17720681. METHOD AND APPARATUS WITH SELF-ATTENTION-BASED IMAGE RECOGNITION simplified abstract (SAMSUNG ELECTRONICS CO., LTD.)
Contents
METHOD AND APPARATUS WITH SELF-ATTENTION-BASED IMAGE RECOGNITION
Organization Name
Inventor(s)
Seohyung Lee of Yongin-si (KR)
METHOD AND APPARATUS WITH SELF-ATTENTION-BASED IMAGE RECOGNITION - A simplified explanation of the abstract
This abstract first appeared for US patent application 17720681 titled 'METHOD AND APPARATUS WITH SELF-ATTENTION-BASED IMAGE RECOGNITION
Simplified Explanation
The patent application describes a method using self-attention in a three-dimensional (3D) feature map.
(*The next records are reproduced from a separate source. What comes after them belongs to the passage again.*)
PR #1110, opened 2016-12-13
Provide fallback error messages

### LINKED ISSUE #1107: No error page showing up if no error message is supplied
**TL;DR** Currently, hitting student account creation rate limit - and any other errors in student/ teacher registration where we're not supplying an error message - is silent.

We knew we needed a clearer message for when teachers hit the account creation rate limit (see https://github.com/LLK/scratchr2/issues/4174), but we expected them to run into a page like "Something went wrong" as the heading, and then in bold "There was an error while processing your registration" in the body but no details at the end of registration. However, they actually aren't seeing that page at all - they are just getting "stuck" on the last step. 
@rschamp said:
> we give an "err" but no "msg".

@rschamp & I were discussing the difficulty in distinguishing between the error states users are reporting with teacher/ student accounts. To address that, @rschamp is planning to include the error code in the fallback error message.

rschamp:
Fixes #1107.  Right now I'm adding this into the frozen branch since it could be hotfix-worthy, but if @jwzimmer would like this to respect the freeze I'll update the base accordingly.

In case the response does not supply `msg` or `errors`, provide a default. If `registrationError(s)` is empty, we do not show the error card, which causes "silent" failures.

## Test cases
* The following should still work as expected:
  * Registering as a new teacher
  * Registering as a new student through a student sign-up link
  * Completing registration as a student when logging in for the first time after a teacher creates the student account
* You should see an error page rather than getting stuck on the second step after exceeding the registration rate limit (we can artificially limit this for testing) in the following cases:
  * Registering as a new teacher
  * Registering as a new student through a student sign-up link
* I'm not aware of which type of error could cause the user to become "stuck" during registration completion, but in any case it should not be possible anymore.

### DIFF
--- a/src/views/studentcompleteregistration/studentcompleteregistration.jsx
+++ b/src/views/studentcompleteregistration/studentcompleteregistration.jsx
@@ -86,11 +86,18 @@ var StudentCompleteRegistration = intl.injectIntl(React.createClass({
             method: 'post',
             useCsrf: true,
             formData: submittedData
-        }, function (err, body) {
+        }, function (err, body, res) {
             this.setState({waiting: false});
             if (err) return this.setState({registrationError: err});
             if (body.success) return this.advanceStep(formData);
-            this.setState({registrationErrors: body.errors});
+            this.setState({
+                registrationErrors:
+                    body.errors || {
+                        __all__:
+                            this.props.intl.formatMessage({id: 'registration.generalError'}) +
+                            ' (' + res.statusCode + ')'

Here are the key points:
- The method starts by obtaining a 3D feature map.
- It then generates 3D query data and 3D key data by performing a convolution operation on the 3D feature map.
- Next, it generates two-dimensional (2D) vertical data by vertically projecting the 3D query data and the 3D key data.
- It also generates 2D horizontal data by horizontally projecting the 3D query data and the 3D key data.
- An intermediate attention result is determined by multiplying the 2D vertical data and the 2D horizontal data.
- Finally, a final attention result is determined by multiplying the intermediate attention result and the 3D feature map.
Potential applications of this technology:
- Image recognition and classification: The self-attention method can be used to enhance the performance of image recognition and classification algorithms by improving the focus on relevant features within the image.
- Natural language processing: This method can also be applied to analyze and process textual data, improving the understanding and interpretation of natural language.
- Video analysis: The self-attention technique can be utilized to analyze and extract meaningful information from video data, enabling applications such as video summarization and object tracking.
Problems solved by this technology:
- Enhanced feature extraction: The self-attention method helps to identify and focus on important features within the input data, improving the accuracy and efficiency of various tasks.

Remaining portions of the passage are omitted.